[edit]
Enhancing Inverse Reinforcement Learning through Encoding Dynamic Information in Reward Shaping
Proceedings of The 8th Annual Learning for Dynamics and Control Conference, PMLR 331:2171-2206, 2026.
Abstract
Adversarial-based inverse reinforcement learning (IRL) has shown promising results using reward shaping under deterministic settings. However, it struggles in stochastic environments where existing theoretical results no longer apply, leading to degraded performance. To address this issue, we propose a novel maximum causal entropy based off-policy IRL method with transition-aware reward shaping framework. Our method integrates transition model estimation directly to learn stochastic-invariant rewards. We conduct a thorough theoretical analysis, establishing bounds on reward error and performance differences to validate the effectiveness of our method.
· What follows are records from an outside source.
Issue #67, opened 2022-04-26
Create separate knex seeds for dev vs. test environments


mattbroussard:
See comments on https://github.com/usdigitalresponse/usdr-gost/pull/63#issuecomment-1109270646 for more context, but basically we share the same knex DB seeds for local development and API tests right now, which makes it pretty easy to accidentally break tests by changing the seeds.

It would be better to have a separate set of seeds (to start with, can just copy-paste the existing ones) used for the tests, which are changed less often (& also could potentially be better tailored for the tests). @Rapol also suggested that it might be nice to reset DB + re-seed between test suites so that unrelated tests can't affect each other when they e.g. add or delete rows.

Issue #61, opened 2022-04-20
User should be able to assign a grant to any agency, not just agencies who are subagencies 


mhuang-usdr:

davidbkay:
i'll grab this one since it runs parallel with #66. We'll have to track `assigned_by` which is already in the `assigned_grants_agency` table

as1729:
Additional context here:
1. Query for populating the list will need a new endpoint that filters by tenantId and not SubAgency
2. The assignment of the grant to an agency will also need to be updated to allow to assign grants to agencies within the tenant.
```
router.put('/:grantId/assign/agencies', requireUser, async (req, res) => {
    const { user } = req.session;
    const { grantId } = req.params;
    const { agencyIds } = req.body;
    if (!agencyIds.every((agencyId) => isPartOfAgency(user.agency.subagencies, agencyId))) {
        res.sendStatus(403);
        return;
    }

    await db.assignGrantsToAgencies({ grantId, agencyIds, userId: user.id });
    res.json({});
});
```

mhuang-usdr:
@davidbkay our conversation about multitenancy yesterday bled over to this issue. Have you started on this issue yet? If not, do you mind if @as1729 takes over?

mhuang-usdr:
@slants3 I've verified that this bug still exists.

If you create a new sub-agency as a sub-agency, and switch yourself to view from that sub-agency, you are unable to assign the agency to anyone except yourself. You should still be able to assign a grant to any agency in the tenant.

<img width="960" alt="image" src="https://user-images.githubusercontent.com/91221265/181133230-76dfa2d6-b443-41f0-9526-681a9e226f60.png">

bspates:
@mhuang-usdr I'm having trouble understanding the use case from the context in this issue. Is it that a user that is part of an agency should be able to assign a grant to any sub-agency under their agency? Or something more of different?

mhuang-usdr:
@bspates good question!

One of the goals of our tools is to ease communications and break down information silos between different parts of an organization. Hence, any user that happens upon a grant should be able to assign that grant to any other agency in their TENANT.

Right now, the user is only able to assign grants to their own agency or children agencies.

PR #69, opened 2022-04-26
fix: added agency id check to remove agency button in agency table

### LINKED ISSUE #66: [ID Tool] Agency staff should not be able to see unassignment buttons to unassign other agencies
In the grant modal window, agency staff members are currently able to see the trash bin icons that imply that they are able to unassign the grant from other agencies.

In this example, the user is a staff member of the "Administration: Fleet Services Division" agency.

CleanShot 2022-04-26 at 13 20 48@2x

They should not be able to see the bottom 3 trash bin buttons.

(For what it's worth, when they are pressed, nothing happens, which is the correct behavior. I presume there is a backend authorization check.)

davidbkay:
easy fix added a check in the grants modal to only show delete button if the row's agency_id value matched the user's agency.id.

Closes #66

### DIFF
--- a/packages/client/src/components/Modals/GrantDetails.vue
+++ b/packages/client/src/components/Modals/GrantDetails.vue
@@ -92,7 +92,7 @@
         :fields="assignedAgenciesFields"
       >
       <template #cell(actions)="row">
-        <b-button variant="danger" class="mr-1" size="sm" @click="unassignAgenciesToGrant(row)">
+        <b-button v-if="row.item.agency_id === agency.id" variant="danger" class="mr-1" size="sm" @click="unassignAgenciesToGrant(row)">
           <b-icon icon="trash-fill" aria-hidden="true"></b-icon>
         </b-button>
       </template>
--- a/packages/server/seeds/dev/ref/users.js
+++ b/packages/server/seeds/dev/ref/users.js
@@ -25,7 +25,7 @@ module.exports = [
     },
     {
         id: 2,
-        email: 'mindy@usdigitalresponse.org', // fake email for testing
+        email: 'mhuang@usdigitalresponse.org', // fake email for testing
         name: 'Mindy Huant',
         agency_id: usdrAgency.id,
         role_id: roles[0].id,


packages/client/src/components/Modals/GrantDetails.vue
```diff
@@ -92,7 +92,7 @@
         :fields="assignedAgenciesFields"
       >
       <template #cell(actions)="row">
-        <b-button variant="danger" class="mr-1" size="sm" @click="unassignAgenciesToGrant(row)">
+        <b-button v-if="row.item.agency_id === agency.id" variant="danger" class="mr-1" size="sm" @click="unassignAgenciesToGrant(row)">
```
mattbroussard, line 95: I think this should check for membership in `agencies` -- any agency I can assign to I should be able to unassign from, I think (i.e. subagencies of my selected agency).

What if I accidentally assigned to an agency other than my own? As written I don't think this would let me unassign it even if I'm an admin who can change my `selectedAgency` to that agency.

mattbroussard (changes requested):

packages/client/src/components/Modals/GrantDetails.vue
Rapol: Correct. The /session returns user information which has the agency the user belongs. We can use user.agency.subAgencies to determine if the agency is one I have access to. 

But I think the list of agencies we show in the dropdown are already all agencies that i have access to so this wont do anything.

mhuang-usdr: Per #61 - only being able to assign to a subagency is a bug. Any user should be able to assign a grant to any other agency.

It sounds like the concern expressed here is "what happens if I assign something on accident"?

We have a WIP feature on the product/design side for a user to be able to track and manage all the grants they've assigned to someone else slated for the next major milestone. In the meantime, the workaround is for users to communicate to the other agency outside of the tool. It's not great, but it's MVP.

@Raphomet wdyt?

mhuang-usdr: From further discussion in the standup today:

Since we already track the user who assigned grant, let's go ahead and implement what @mattbroussard proposed - 

**any agency user has assigned, they should also be able to unassign**

Raphomet:
fox-jumping

packages/server/seeds/dev/ref/users.js
```diff
@@ -25,7 +25,7 @@ module.exports = [
     },
     {
         id: 2,
-        email: 'mindy@usdigitalresponse.org', // fake email for testing
+        email: 'mhuang@usdigitalresponse.org', // fake email for testing
```
mattbroussard, line 28: Note this will break some tests that refer to this email; be sure to grep for those and update the email there. See #63 and #67. #67 is to make this type of breakage less likely.

mattbroussard:
@davidbkay it seems like this isn't complete but Github shows it closed/merged since you merged into `staging`. But it's not merged into `main`.

It sounds like there isn't a way to "reopen", so for review on additional changes I think you'll have to open a separate PR off the same branch? https://stackoverflow.com/a/12838195

davidbkay:
Maybe...make the PR for main and just merge it into staging for verification?

PR #71, opened 2022-05-04
fix: added agency id check to remove agency button in agency table

### LINKED ISSUE #66: [ID Tool] Agency staff should not be able to see unassignment buttons to unassign other agencies

davidbkay:
Fixes #66


mhuang-usdr:
In staging, I verified these expected behaviors:

- I am able to remove assignment to my agency. 
- I am not able to remove assignment to an agency that I didn't assign to and do not belong to.

However, this expected behavior is not showing up
- I am able to remove an assignment that I assigned to another agency.

Rapol (approved):

packages/server/src/db/index.js
```diff
@@ -460,6 +486,27 @@ async function getAgencies(rootAgency) {
     return result.rows;
 }
 
+async function getAllAgencies() {
```
mattbroussard, line 489: This accessor should take a `tenantId` param and add a where clause to the query based on it. Then caller in `/allagencies/` endpoint (perhaps we should rename?) should filter based on `req.session.user.tenant_id`.

mattbroussard:
Note: will also need to update the permission check in `PUT /:grantId/assign/agencies` ([here](https://github.com/usdigitalresponse/usdr-gost/blob/e41ea733fee476d5ea95c32abc3f5e9162e83257/packages/server/src/routes/grants.js#L176)) to allow assignment to other agencies in same tenant that are not subagencies. @as1729 left a comment to this affect in draft PR #73 as well.

PR #83, opened 2022-05-25
chore: replace libsass with comparable dart-sass version

ajhyndman:
We also use Vue v2 in the arpa repo, but haven't had issues with Node 16.  I was curious what the bottleneck was in usdr-gost, so I poked around a little.

I think it might just be `node-sass` giving you headaches.

A couple years ago, `node-sass` (internally a distribution of the C implementation, libsass) [was deprecated](https://sass-lang.com/blog/libsass-is-deprecated) in favour of the more actively maintained `sass` (internally dart-sass) project.  Both are meant to have interchangeable node APIs, and sass-loader discovers whichever package you have installed.

I tried picking a version of `sass` from around the same time as the currently installed `node-sass`, and that seems to do the trick for me!

Now the repo runs in node 14 and 16, and I don't see any new sass warning or error feedback.

### DIFF
--- a/packages/client/package.json
+++ b/packages/client/package.json
@@ -43,7 +43,7 @@
     "eslint-plugin-import": "^2.20.2",
     "eslint-plugin-vue": "^6.2.2",
     "geckodriver": "^3.0.2",
-    "node-sass": "^4.12.0",
+    "sass": "~1.17.4",
     "sass-loader": "^8.0.2",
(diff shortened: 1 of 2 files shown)


mattbroussard (approved):
Sorry this slipped and I never marked it approved. This seems pretty reasonable and should be safe I think -- `sass-loader`'s readme specifies it works with both versions.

The experimental results in continuous locomotion tasks (MuJoCo) show that our method can achieve superior performance in stochastic environments and competitive performance in deterministic environments, with significant improvement in sample efficiency, compared to existing baselines. Additionally, we extend our framework to high-dimensional vision-based tasks, where our method shows promising results on multiple stochastic Atari games. These results demonstrate that embedding transition awareness into reward learning is critical for robust IRL in realistic stochastic settings.